PR #2371, opened 2019-06-29
Add logging for sample upload entry points.

MarkAZhang:
# Description

The entry points to the sample upload flow aren't logged, so adding logging.

# Tests

* Verified that the logging is triggered when the elements are clicked.

### DIFF
--- a/app/assets/src/components/views/samples/ProjectUploadMenu.jsx
+++ b/app/assets/src/components/views/samples/ProjectUploadMenu.jsx
@@ -1,8 +1,11 @@
 import React from "react";
-import cs from "./project_upload_menu.scss";
-import BareDropdown from "~ui/controls/dropdowns/BareDropdown";
 import PropTypes from "prop-types";
+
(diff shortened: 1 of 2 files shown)


app/assets/src/components/views/samples/ProjectUploadMenu.jsx
```diff
@@ -1,8 +1,11 @@
 import React from "react";
-import cs from "./project_upload_menu.scss";
-import BareDropdown from "~ui/controls/dropdowns/BareDropdown";
 import PropTypes from "prop-types";
+
+import BareDropdown from "~ui/controls/dropdowns/BareDropdown";
+import { logAnalyticsEvent } from "~/api/analytics";
+
```
tfrcarvalho: nit: remove empty line

MarkAZhang: I believe our convention was to have empty lines between the import groups.

PR #2376, opened 2019-07-04
[Pipeline Viz] Node Hovering + Refactor

emilyzhong:
# Description
* Refactor code _(main change: instead of documenting `from` and `to` node for each file (redundant since many files share similar paths), store `from` and `to` per edges + list of files that follow the edge.)_
* Highlights corresponding input and output edges when hovering over a node

ezgif-2-382bdcf4356e

# Tests
Go to `samples/[SAMPLE_ID]/stage_results` with pipeline viz enabled account

### DIFF
--- a/app/assets/src/components/common/DetailsSidebar/PipelineStepDetailsMode/PipelineStepDetailsMode.jsx
+++ b/app/assets/src/components/common/DetailsSidebar/PipelineStepDetailsMode/PipelineStepDetailsMode.jsx
@@ -1,0 +1,90 @@
+import React from "react";
+import { groupBy } from "lodash/fp";
+import PropTypes from "prop-types";
+
+import cs from "./pipeline_step_details_mode.scss";
+
+class PipelineStepDetailsMode extends React.Component {
+  renderInputFiles() {
+    const { inputFiles } = this.props;
+    if (!inputFiles || !inputFiles.length) {
+      return null;
+    }
+
+    const fromStepNameToFile = groupBy("fromStepName", inputFiles);
+    const fileGroupList = Object.keys(fromStepNameToFile).map(fromStepName => {
+      const fileGroup = fromStepNameToFile[fromStepName];
+      const fileList = fileGroup.map((file, i) => {
+        return (
+          <div className={cs.fileLink} key={`${file.fileName}-${i}`}>
+            {file.fileName}
+          </div>
+        );
+      });
+
+      // TODO(ezhong): Figure out what to put as fileGroupHeader if input is
+      // provided by a user (instead of step output)
+      return (
+        <div className={cs.fileGroup} key={fromStepName}>
+          <div className={cs.fileGroupHeader}>{`From ${fromStepName ||
+            "Sample"}:`}</div>
+          {fileList}
+        </div>
+      );
+    });
+    return (
+      <div className={cs.stepFilesListBox}>
+        <div className={cs.stepFilesListBoxHeader}>Input Files</div>
+        {fileGroupList}
+      </div>
+    );
+  }
+
+  renderOutputFiles() {
+    const { outputFiles } = this.props;
+    if (outputFiles && outputFiles.length) {
+      const fileList = outputFiles.map((file, i) => {
+        return (
+          <div className={cs.fileLink} key={`${file.fileName}-${i}`}>
+            {file.fileName}
+          </div>
+        );
+      });
+      return (
+        <div className={cs.stepFilesListBox}>
+          <div className={cs.stepFilesListBoxHeader}>Output Files</div>
+          {fileList}
+        </div>
+      );
+    }
+  }
+
+  render() {
+    const { stepName, description } = this.props;
+    return (
+      <div className={cs.content}>
+        <div className={cs.stepName}>{stepName}</div>
+        <div className={cs.description}>{description}</div>
+        {this.renderInputFiles()}
+        {this.renderOutputFiles()}
+      </div>
+    );
+  }
+}
+
+PipelineStepDetailsMode.propTypes = {
+  stepName: PropTypes.string,
+  description: PropTypes.string,
+  inputFiles: PropTypes.arrayOf(
+    PropTypes.shape({
+      fileName: PropTypes.string,
+    })
+  ),
+  outputFiles: PropTypes.arrayOf(
+    PropTypes.shape({
+      fileName: PropTypes.string,
+    })
+  ),
+};
+
+export default PipelineStepDetailsMode;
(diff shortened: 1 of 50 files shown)


app/assets/src/components/common/DetailsSidebar/PipelineStepDetailsMode/PipelineStepDetailsMode.jsx
```diff
@@ -11,10 +10,8 @@ class PipelineStepDetailsMode extends React.Component {
       return null;
     }
 
-    const fromStepNameToFile = groupBy("fromStepName", inputFiles);
-    const fileGroupList = Object.keys(fromStepNameToFile).map(fromStepName => {
-      const fileGroup = fromStepNameToFile[fromStepName];
-      const fileList = fileGroup.map((file, i) => {
+    const fileGroupList = inputFiles.map((inputFileGroup, i) => {
+      const fileList = inputFileGroup.files.map((file, i) => {
```
tfrcarvalho: Is `.files` guaranteed to be defined?

app/assets/src/components/views/PipelineViz.jsx
```diff
@@ -25,12 +26,16 @@ class PipelineViz extends React.Component {
     ];
```
tfrcarvalho: I realized that props.admin does not have props validation...

app/assets/src/components/views/PipelineViz.jsx
```diff
@@ -49,154 +54,324 @@ class PipelineViz extends React.Component {
...
       },
     });
   }
 
+  handleNodeHover(stageIndex, info) {
+    const { highlightColor } = this.props;
+    const graph = this.graphs[stageIndex];
+    const updatedInterStageArrows = [...this.state.interStageArrows];
+
+    const inputColorOptions = {
```
tfrcarvalho: Would it make sense for this to be a prop or constant?

app/assets/src/components/views/PipelineViz.jsx
```diff
@@ -49,154 +54,324 @@ class PipelineViz extends React.Component {
...
+      from && this.getStepDataAt(from).outputEdges.push(edgeIndex);
+      to && this.getStepDataAt(to).inputEdges.push(edgeIndex);
+    });
+  }
+
+  getEdgesBetweenNodes(graph, fromId, toId, type) {
+    const allEdges = graph.getEdgesBetweenNodes(fromId, toId);
+    if (type) {
+      const edgeTypeRegex = new RegExp(`-${type}$`, "g");
+      return allEdges.filter(edgeId => edgeId.match(edgeTypeRegex));
```
tfrcarvalho: Have you thought of using a graph data structure to store everything? That would make this kind of retrieval O(1) instead of having to loop through all edges.
We can also define a map indexed by `from` and `to` nodes to make this a but more efficient.

app/assets/src/components/views/PipelineViz.jsx
```diff
@@ -321,37 +529,48 @@ class PipelineViz extends React.Component {
...
-  closeNonativeSteps() {
-    this.stagesData.forEach((stageData, i) => {
-      const graph = this.graphs[i];
-      if (stageData.jobStatus !== "STARTED") {
-        graph.afterDrawingOnce(() => {
-          this.toggleStage(i);
-        });
-      }
-    });
+  closeIfNonativeStage(graph, stageIndex) {
```
tfrcarvalho: Did you mean `Nonactive` ?
nit: also reads better if you capitalize the a, i.e. `...NonActive...`

app/assets/src/components/common/DetailsSidebar/PipelineStepDetailsMode/PipelineStepDetailsMode.jsx
```diff
@@ -77,7 +75,8 @@ PipelineStepDetailsMode.propTypes = {
   description: PropTypes.string,
   inputFiles: PropTypes.arrayOf(
     PropTypes.shape({
-      fileName: PropTypes.string,
+      fromStepName: PropTypes.string,
+      files: PropTypes.arrayOf(PropTypes.shape({ fileName: PropTypes.string })),
```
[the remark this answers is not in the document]
emilyzhong: This should be handled with `isRequired` in propTypes, right?

app/assets/src/components/views/PipelineViz.jsx
emilyzhong: I set the #000000 to a prop, but the entire object I left as a const since the format of it is pretty specific to visjs

app/assets/src/components/common/DetailsSidebar/PipelineStepDetailsMode/PipelineStepDetailsMode.jsx
emilyzhong: This should be handled with isRequired in propTypes, right?

app/assets/src/components/views/PipelineViz.jsx
tfrcarvalho: Sorry, I meant the entire object being a constant outside this function. Since it did not change it would be unnecessary to redefine it on the function every time...

app/assets/src/components/common/DetailsSidebar/PipelineStepDetailsMode/PipelineStepDetailsMode.jsx
tfrcarvalho: Yes, saw you did it below.

app/assets/src/components/views/PipelineViz.jsx
tfrcarvalho: Any comments on this?

app/assets/src/components/views/PipelineViz.jsx
emilyzhong: I think I'm going to leave it as a prop just to stay consistent with how the other edge color updates are written!

app/assets/src/components/views/PipelineViz.jsx
emilyzhong: I'm trying to refactor it currently based off the edgeIds I've created in `generateEdgeData`, which should make it more efficient

emilyzhong: Looking at the code again, I realized that I'm looking through connected edges to a node multiple times for one hover action (ie once in my call to `getEdgesBetweenNodes` and then again when looking through the results of `this.getEdgeInfoFor` — I've moved all the logic into looping through the result of `this.getEdgeInfoFor`
https://github.com/chanzuckerberg/idseq-web/pull/2376/commits/6cb2059cc181abf5855f3dada9c495067318fb85#diff-749f700b60f6b84cf7f1ce76d874bff2R284

PR #2379, opened 2019-07-08
[AMR Heatmap] Add sample details sidebar

lvreynoso:
# Description

Adds the ability for a user to click on a sample name in the heatmap to access the sample details sidebar, as in the Taxon heatmap.

# Notes

I worked on adding both the sample details sidebar and gene details sidebar since just the former didn't require much work, but the latter turned out to be much bigger than I anticipated so I've broken the features up into two PRs.

# Tests

* No server-side code changed (changed a comment)
* For client side code, go to All Data page, pick a bunch of samples with AMR Counts (like tb-flash), click on Heatmap Icon and select "AMR Heatmap" from the dropdown, when the heatmap loads hover over node to see the tooltip. Click on the sample names and watch the sidebar details bar pop up.


app/assets/src/components/views/amr_heatmap/AMRHeatmapView.jsx
```diff
@@ -91,6 +89,66 @@ export default class AMRHeatmapView extends React.Component {
...
+    let newOptions = Object.assign({}, selectedOptions, options);
+    this.setState({
+      selectedOptions: newOptions,
+    });
+  };
+
+  onSampleLabelClick = sampleId => {
+    const { sidebarVisible, sidebarMode, selectedSampleId } = this.state;
+    if (!sampleId) {
+      this.setState({
```
MarkAZhang: Nit: Can call `this.closeSidebar` here instead.

app/assets/src/api/amr.js
```diff
@@ -1,6 +1,6 @@
 import { get } from "./core";
 
-export const getAMRCounts = sampleIds =>
```
MarkAZhang: Don't think you need the `async` here, since you don't have an `await`.

Another property of async functions is they will always return a promise, and will wrap a non-promise return value (e.g. `return {}`) in a promise. Since you're returning a promise with `get()` I don't think the `async` makes any difference.

app/assets/src/components/views/amr_heatmap/AMRHeatmapVis.jsx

□ □ □ □ □ □ □

_EXERCISE:_
From the data above, copy each line with the string "emilyzhong" in it.

_EXERCISE SOLUTION:_
emilyzhong:
emilyzhong: This should be handled with `isRequired` in propTypes, right?
emilyzhong: I set the #000000 to a prop, but the entire object I left as a const since the format of it is pretty specific to visjs
emilyzhong: This should be handled with isRequired in propTypes, right?
emilyzhong: I think I'm going to leave it as a prop just to stay consistent with how the other edge color updates are written!
emilyzhong: I'm trying to refactor it currently based off the edgeIds I've created in `generateEdgeData`, which should make it more efficient
emilyzhong: Looking at the code again, I realized that I'm looking through connected edges to a node multiple times for one hover action (ie once in my call to `getEdgesBetweenNodes` and then again when looking through the results of `this.getEdgeInfoFor` — I've moved all the logic into looping through the result of `this.getEdgeInfoFor`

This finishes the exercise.